In the absence of significant warming in the bilateral relationship, there is little prospect Beijing would intensify its anti-drug cooperation with the U.S., Felbab-Brown added.

“U.S. punitive measures, such as sanctions and drug indictments, are unlikely to change that.”

Target Mexico

Some U.S. congressional members have been calling on the Biden administration to increase pressure on the Mexican government to crack down on fentanyl trafficking. In March, Republican South Carolina Senator Lindsey Graham said he would introduce legislation to designate cartels as foreign terrorist organizations and give the U.S. military the authority to stop them.

“We’re going to unleash the fury and the might of the United States against these cartels,” he said.

The administration rejected the plan.

“The United States has powerful sanctions authorities specifically designated to combat narcotics-trafficking organizations and the individuals and entities that enable them,” said White House press secretary Karine Jean-Pierre.

Some Republicans have even called for the U.S. military to target facilities of drug cartels inside Mexico. Legislation to put the U.S. “at war with the cartels by authorizing the use of military force” has been introduced by Republican lawmakers.

“We must start treating them like ISIS, because that is who they are,” said Republican Congressman Dan Crenshaw, a co-sponsor of the bill.
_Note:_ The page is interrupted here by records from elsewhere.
PR #15196, opened 2020-08-17
Load libaries by absolute path on NixOS

### LINKED ISSUE #15194: Dynamic loading of libraries broken on NixOS
Nim binaries run on NixOS give an error when loading libraries that look similar to this:
`could not load: libcrypto.so(.1.1|.1.0.2|.1.0.1|.1.0.0|.0.9.9|.0.9.8|.47|.46|.45|.44|.43|.41|.39|.38|.10|)`.

This is because NixOS does not have a system-wide directory that libraries can be loaded from by name (`libcrypto.so`). Normally a binary while have a RUNPATH/rpath set in the ELF header that contains absolute paths to packages in the Nix store where the loader will look for libraries, for example: `/nix/store/…-glibc-2.31/lib:/nix/store/…-gcc-9.3.0-lib/lib`. During the Nix build process for packages these paths are added by detecting and passing the necessary `-rpath` flags to the linker.

This problem can be fixed by amending the binary RUNPATH after compilation using the `patchelf` tool, but I cannot think of any easy way to detect which libraries the binary might load at runtime, nor how to perform the patch automatically outside of building NIx packages.

I propose to adjust the Nim compiler to load libraries on NixOS by absolute path rather than simple names, and to detect the absolute at compile time. This would fix the loading problem and improve performance by avoiding the heuristic library search at runtime. This behavior could be controlled by an additional option for the Nim compiler, and the compiler take its search paths from environmental variables that are present in Nix package builds and development environments.

ghost:
If "nixbuild" is defined then choose dynamic runtime libraries by
searching $NIX_LDFLAGS at compile-time.

Fix #15194

### DIFF
--- a/lib/pure/dynlib.nim
+++ b/lib/pure/dynlib.nim
@@ -56,6 +56,9 @@
 
 import strutils
 
+when defined(nixbuild):
+  import os
+
 type
   LibHandle* = pointer ## a handle to a dynamically loaded library
 
@@ -95,6 +98,27 @@ proc libCandidates*(s: string, dest: var seq[string]) =
       libCandidates(prefix & middle & suffix, dest)
   else:
     add(dest, s)
+  when defined(nixbuild):
+    # Nix doesn't have a global library directory so
+    # load libraries using an absolute path if one
+    # can be derived from NIX_LDFLAGS.
+    #
+    # During Nix/NixOS packaging the line "define:nixbuild"
+    # should be appended to the ../../config/nim.cfg file
+    # to enable this behavior by default.
+    #
+    let nixLdflags = getEnv("NIX_LDFLAGS")
+    if nixLdflags != "":
+      var libDirs: seq[string]
+      for flag in nixLdflags.split:
+        if flag.startsWith("-L"):
+          libDirs.add(flag[2..flag.high])
+      for lib in dest:
+        for dir in libDirs:
+          let abs = dir / lib
+          if existsFile(abs):
+            dest = @[abs]
+            return
 
 proc loadLibPattern*(pattern: string, globalSymbols = false): LibHandle =
   ## loads a library with name matching `pattern`, similar to what `dynlib`


Varriount:
Is there a way to implement this that doesn't require another build flag? Does NixOS require all programs to add in special support for manual shared library loading?

ghost:
The compiler/stdlib could always check the contents of NIX_LDFLAGS, or not at all and we patch the compiler when building for Nix. I think the build flag is should be a non-issue because for Nix we can just set it permanently in nim.cfg during installation and no one needs to know it exists. Normally stuff just works on NixOS, but if something is using `dlopen` then it usually needs patched, and we like to upstream patches whenever possible.

dom96:
Why is NixOS being a special case here? Why does it need this different mechanism, it's a Linux distro after all.

ghost:
> Why is NixOS being a special case here? Why does it need this different mechanism, it's a Linux distro after all.

Because it doesn't follow FHS and each package/lib resides in it's own folder in /nix/store/

lib/pure/dynlib.nim
```diff
@@ -95,6 +98,27 @@ proc libCandidates*(s: string, dest: var seq[string]) =
...
   else:
     add(dest, s)
+  when defined(nixbuild):
+    # Nix doesn't have a global library directory so
+    # load libraries using an absolute path if one
+    # can be derived from NIX_LDFLAGS.
+    #
+    # During Nix/NixOS packaging the line "define:nixbuild"
+    # should be appended to the ../../config/nim.cfg file
+    # to enable this behavior by default.
```
alaviss, line 108: Or you can just use `--dynlibOverrideAll` then `--passL` to link as you'd like.

alaviss:
I think for Nix you can just use a custom `config.nims` that import `NIX_LDFLAGS`, then collect and convert `-L` into `-Wl,-rpath`, then add the result to `passL`. There should be no need for editing the stdlib.

Alternatively, you can use `--dynlibOverrideAll` then `--passL:"$NIX_LDFLAGS"` manually (which I presume would be more preferable).

ghost:
The problem is described in #15194.

Yes, manually passing the correct flags makes the correct thing happen, each package built from Nim sources in Nixpkgs passes special flags to fix this problem, and its the least preferable solution.

ghost:
@ehmry you can edit global nim.cfg to add these flags for the compiler and all programs (config/nim.cfg)

FRidh:
Maybe we could create a hook in Nixpkgs that would consider `NIX_LDFLAGS` and create such `nim.cfg` file. However, I am worried that (nor `config.nims`) may not be sufficient because

> Command line settings have priority over configuration file settings.

For more background, search also for `NIX_LDFLAGS` in https://nixos.org/nixpkgs/manual/#ssec-setup-hooks.

alaviss:
> However, I am worried that (nor `config.nims`) may not be sufficient because
> 
> > Command line settings have priority over configuration file settings.

Can you elaborate?

alaviss (changes requested):
I fail to see the benefit of this change over just changing all `-L` into `-Wl,-rpath`. In fact, the latter will even be more flexible as users can add into the search path with `LD_LIBRARY_PATH` as needed.

ghost:
> > However, I am worried that (nor `config.nims`) may not be sufficient because
> > > Command line settings have priority over configuration file settings.
> 
> Can you elaborate?

Can you point us to the documentation for `config.nims`.

alaviss:
> Can you point us to the documentation for `config.nims`.

Here you go: https://nim-lang.org/docs/nims.html

`config.nims` is sourced from any standard location, and for a distribution storing them in `/etc/nim/config.nims` or `$nim/config/config.nims` is a good way to ensure that they're always applied.

For packaging in a distribution I'd recommend `--dynlibOverrideAll` whenever possible, as it would allow you to reuse standard ELF tooling for dependency tracking (and also more consistent loading decisions). The auto `-L` to `-Wl,-rpath` will potentially be useful in a `nix-env` (users might not care too much about figuring all the flags for use with `--dynlibOverrideAll`), though I've not read up too much about how that environment is setup.

FRidh:
So we could modify `config/config.nims` or `config/nim.cfg` to set `-L`. Checking the default [`config/nim.cfg`](https://github.com/nim-lang/Nim/blob/devel/config/nim.cfg) I think in the future we may need to clean some things there anyway, for when using `nix-build`, e.g. use `cc %= "$CC"` instead of  the current default `cc = gcc`. However, I think also worth considering is what if you want to make a build with Nim for a non-Nix system. Not of interest to me, but worth considering.

disruptek:
It would be much better to modify a `.cfg` file since these can be interpreted without launching a NimScript interpreter with all of its coincident overhead.

FRidh:
> I think in the future we may need to clean some things there anyway, for when using nix-build, e.g. use `cc %= "$CC"` instead of the current default `cc = gcc`

`cc` is actually an object so it should probably be `cc.exe`. The annoying part is that we need to add these flags regardless of which compiler is used. Consider

> However, I think also worth considering is what if you want to make a build with Nim for a non-Nix system. Not of interest to me, but worth considering.

it may be worth creating a `cc = nix` but that seems ugly.

Edit:

There seems to be an [`envcc`](https://github.com/nim-lang/Nim/blob/49d4b50fe52f0e961ef367a44be8b1bd79994a03/compiler/extccomp.nim#L243) compiler that may be of interest as well instead.

alaviss:
> There seems to be an [`envcc`](https://github.com/nim-lang/Nim/blob/49d4b50fe52f0e961ef367a44be8b1bd79994a03/compiler/extccomp.nim#L243) compiler that may be of interest as well instead.

Note that this new `cc` will only be available for 1.4.0+ (unreleased), so you will need an another solution for older nim compilers (you can probably just backport the commit, but I haven't checked if that's possible).

Personally I would not recommend `envcc` but instead you should use `gcc` or `clang` as those may include special codegen optimized for the target compiler (currently there are none, but there might be some in the future).

For adding flags into builds you can use `passC` and `passL`, both of which are applied for all compilers and won't be overridden by the command line (they stack up instead).

FRidh:
> For adding flags into builds you can use passC and passL, both of which are applied for all compilers and won't be overridden by the command line (they stack up instead).

Good, that was what I was worried about initially!

In what format are the flags supposed to be passed in? Comma or space separated? I would expect the latter, however
```sh
$ tail -n1 config/nim.cfg
--passL="$NIX_LDFLAGS"
```
One should not use `%=` here, right?
```
Hint:  [Link]
gcc: error: /nix/store/xhdxlvh2i2pqm8vnw9f1lwlbk90hdikf-nim-1.2.6/lib64: No such file or directory
gcc: error: /nix/store/xhdxlvh2i2pqm8vnw9f1lwlbk90hdikf-nim-1.2.6/lib: No such file or directory
gcc: error: unrecognized command line option '-rpath'
gcc: error: unrecognized command line option '-rpath'
Error: execution of an external program failed: 'gcc   -o /build/nim-1.2.6/koch  /build/.cache/nim/koch_d/stdlib_assertions.nim.c.o /build/.cache/nim/koch_d/stdlib_dollars.nim.c.o /build/.cache/nim/koch_d/stdlib_io.nim.c.o /build/.cache/nim/koch_d/stdlib_system.nim.c.o /build/.cache/nim/koch_d/stdlib_parseutils.nim.c.o /build/.cache/nim/koch_d/stdlib_math.nim.c.o /build/.cache/nim/koch_d/stdlib_unicode.nim.c.o /build/.cache/nim/koch_d/stdlib_strutils.nim.c.o /build/.cache/nim/koch_d/stdlib_pathnorm.nim.c.o /build/.cache/nim/koch_d/stdlib_posix.nim.c.o /build/.cache/nim/koch_d/stdlib_times.nim.c.o /build/.cache/nim/koch_d/stdlib_os.nim.c.o /build/.cache/nim/koch_d/stdlib_parseopt.nim.c.o /build/.cache/nim/koch_d/stdlib_hashes.nim.c.o /build/.cache/nim/koch_d/stdlib_strtabs.nim.c.o /build/.cache/nim/koch_d/stdlib_streams.nim.c.o /build/.cache/nim/koch_d/stdlib_cpuinfo.nim.c.o /build/.cache/nim/koch_d/stdlib_osproc.nim.c.o /build/.cache/nim/koch_d/stdlib_sets.nim.c.o /build/.cache/nim/koch_d/@mtools@skochdocs.nim.c.o /build/.cache/nim/koch_d/stdlib_base64.nim.c.o /build/.cache/nim/koch_d/stdlib_uri.nim.c.o /build/.cache/nim/koch_d/stdlib_strformat.nim.c.o /build/.cache/nim/koch_d/@mtools@sdeps.nim.c.o /build/.cache/nim/koch_d/@mkoch.nim.c.o  -lm -lrt  $NIX_LDFLAGS  -ldl'
```
```sh
$ echo $NIX_LDFLAGS
-rpath /nix/store/hn1y9dinsrcxfbgjiymv3fhzd10k9m12-nim-1.2.6/lib64 -rpath /nix/store/hn1y9dinsrcxfbgjiymv3fhzd10k9m12-nim-1.2.6/lib -L/nix/store/a0jxdf0wc13l4270fgq9n1f42x45pq69-openssl-1.1.1g/lib -L/nix/store/5gdc4wn4nx74dx5mv2k3gqx8hh4q72mg-pcre-8.44/lib -L/nix/store/s2kyldk2s42n5z2ijjj1v5ns78n9wzr3-ncurses-6.2/lib -L/nix/store/v7b326xn4wq9n4wqjdxar3xadz73mi8f-readline-6.3p08/lib -L/nix/store/19a50vv9bv66rsw91anv8r6avnzrbwxy-boehm-gc-8.0.4/lib -L/nix/store/iwmz9cl5x7xyzdfm3phxn7y4krz27m5j-sfml-2.5.1/lib -L/nix/store/f7lws879jarjs40qznw95pwz4ngc7ib0-sqlite-3.32.3/lib -L/nix/store/a0jxdf0wc13l4270fgq9n1f42x45pq69-openssl-1.1.1g/lib -L/nix/store/5gdc4wn4nx74dx5mv2k3gqx8hh4q72mg-pcre-8.44/lib -L/nix/store/s2kyldk2s42n5z2ijjj1v5ns78n9wzr3-ncurses-6.2/lib -L/nix/store/v7b326xn4wq9n4wqjdxar3xadz73mi8f-readline-6.3p08/lib -L/nix/store/19a50vv9bv66rsw91anv8r6avnzrbwxy-boehm-gc-8.0.4/lib -L/nix/store/iwmz9cl5x7xyzdfm3phxn7y4krz27m5j-sfml-2.5.1/lib -L/nix/store/f7lws879jarjs40qznw95pwz4ngc7ib0-sqlite-3.32.3/lib
```

alaviss:
> In what format are the flags supposed to be passed in?

The same format as what the gcc driver accepts (since we pass the flags directly to gcc during link): `-Wl,<flag-here>`

ghost:
Long term we want to get rid of rpath for Nix and I don't see any reason to look up something at runtime when we can know it with certainty at compile-time. I'd rather just patch the compiler downstream than deal with this configuration stuff.

alaviss:
> Long term we want to get rid of rpath for Nix and I don't see any reason to look up something at runtime when we can know it with certainty at compile-time. 

But you are still doing lookups at runtime? All this change does is to generate library candidates for the compiler with the paths prefixed. Unless I'm reading this wrong, this means you are basically doing `dlopen()` job for searching within a set of defined path, similar to rpath, while being more inflexible.

Also note that `dynlib` module is Nim's `dlopen` and is also used by programs outside of stdlib. With this change of yours every Nim program compiled with `-d:nixbuild` will look at `NIX_LDFLAGS` whenever `loadLibPattern` is used, and that's not something you should blanketly apply. If you would like to localize this in the compiler, then do so by providing a `libCandidate` within the compiler source (it can just call `dynlib.libCandidate` then manually append the paths to the generated seq, not super efficient but not super slow either).

I'm still not convinced that this solution is better than rpath.

alaviss:
Ah, shame on me, I am reading this wrong. I didn't notice the existence check.

This does seem to be something you'd want to do in the compiler though. The `distros` module should have the necessary tooling to detect NixOS so you don't have to use a special define flag.

FedericoCeratto:
@ehmry FYI there is https://nim-lang.github.io/Nim/packaging.html - can you please keep it up to date with any relevant information? Thanks

ghost:
This is something that should be patched downstream.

National Security Council spokesperson Adrienne Watson said the administration is not considering military action in Mexico.

“We have robust law enforcement cooperation with Mexico, which has enabled us to take successful action against cartels, transnational criminal organizations, drug traffickers and human smugglers, and that will continue,” she said in a statement to VOA.

Lopez Obrador confirmed that members of his security Cabinet are in the U.S. this week to discuss fentanyl trafficking with U.S. officials. The meeting is a followup of the January summit in Mexico City to discuss better cooperation on various issues, including fentanyl trafficking, between U.S. President Joe Biden, Lopez Obrador and Canadian Prime Minister Justin Trudeau.